Experience shows, however, that more often the problem is of the data on which the software operates. In short, junk in — junk out.
In organizations that use software, it is a good idea to keep an eye on the underlying data. For software we are used to development processes that at least pretend to take testing and bug-fixing serious. Formalized processes exist for this and in serious IT projects they prove to be helpful for reducing the amount of software bugs. The issue of data quality is often outside these processes, because data content is often provided by the business side, where such quality processes have not always been established.

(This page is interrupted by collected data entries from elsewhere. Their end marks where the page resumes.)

PR #17775, opened 2023-08-29
DOC-8349 cloud storage cluster settings

ashleykwtam:
Addresses DOC-8349: 
- Added additional cluster settings that limit the read and write rates to cloud storage

Preview:
https://deploy-preview-17775--cockroachdb-docs.netlify.app/docs/stable/backup#cloud-storage-cluster-settings

Note:
- looks like the [Cluster Settings](https://www.cockroachlabs.com/docs/v23.1/cluster-settings) list managed by eng does not contain these options 

closed out https://github.com/cockroachdb/docs/pull/17684 and cut another branch due to the v23.2 docs repo cut


src/current/v22.2/backup.md
```diff
@@ -177,6 +177,34 @@ Improve the speed of backups to Azure Storage by increasing `cloudstorage.azure.
 
 **Default:** `1`
 
+#### Cloud storage cluster settings
+
+The following cluster settings limit the read and write rates to [cloud storage]({% link {{ page.version.version }}/use-cloud-storage.md %}). A user may choose to use these settings if their backups overwhelm the network. These settings limit throughput and as a result backups will take longer. The designated `<provider>`s include `s3`, `gs`, and `azure`.
```
dt, line 182: Backups _and changefeeds_ share this limit so perhaps mentioning here when we say it’ll make backups slower

src/current/v22.2/backup.md
```diff
@@ -177,6 +177,34 @@ Improve the speed of backups to Azure Storage by increasing `cloudstorage.azure.
...
 
+#### Cloud storage cluster settings
+
+The following cluster settings limit the read and write rates to [cloud storage]({% link {{ page.version.version }}/use-cloud-storage.md %}). A user may choose to use these settings if their backups overwhelm the network. These settings limit throughput and as a result backups will take longer. The designated `<provider>`s include `s3`, `gs`, and `azure`.     
+
+#### `cloudstorage.<provider>.write.node_rate_limit`
+
+Limit the number of bytes per second per node across operations writing to the designated cloud storage provider if non-zero.
+
+**Default:** `0 B`
```
dt, line 188: Would it be less confusing to call the default unlimited/no-limit ?

src/current/v22.2/backup.md
```diff
@@ -177,6 +177,34 @@ Improve the speed of backups to Azure Storage by increasing `cloudstorage.azure.
...
+
+#### `cloudstorage.<provider>.write.node_burst_limit`
+
+Burst limit the number of bytes per second per node across operations writing to the designated cloud storage provider if non-zero.
```
dt, line 192: Burst is a little different than rate; I think we must have another rate limiter somewhere where we document the burst limit from which we could copy?

dt (approved):

src/current/v22.2/backup.md
ashleykwtam: the data type is byte-size so I think it would make sense to include the `0 B`, but perhaps we can write "unlimited, `0 B`"

src/current/v22.2/backup.md
ashleykwtam: changed burst rate to mention that bytes are handled concurrently

MichaelTrestman (approved):
LGTM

Often data is exchanged between different systems, where we can have quality problems as well.
Some questions about this:
- Do we know the path of data through the various systems=
- Is any person responsible for data quality?
- Is the data quality checked
- Is there an efficient process to correct data?
Such questions are often less clearly answered than similar questions about software quality, where the development process is well defined, at least initially, responsibilities are known and at least some rudimentary review of quality has become common practice.
Here are some examples. I try to write about them in such a way that it cannot be concluded which in organization they occurred:
Data should represent the reality. As an example we can describe the stock of furniture in an office location. Occasionally pieces of furniture are replaced, removed, or added. I the data is not properly adjusted according to such changes, we eventually lost touch with reality and the application working with these data becomes useless.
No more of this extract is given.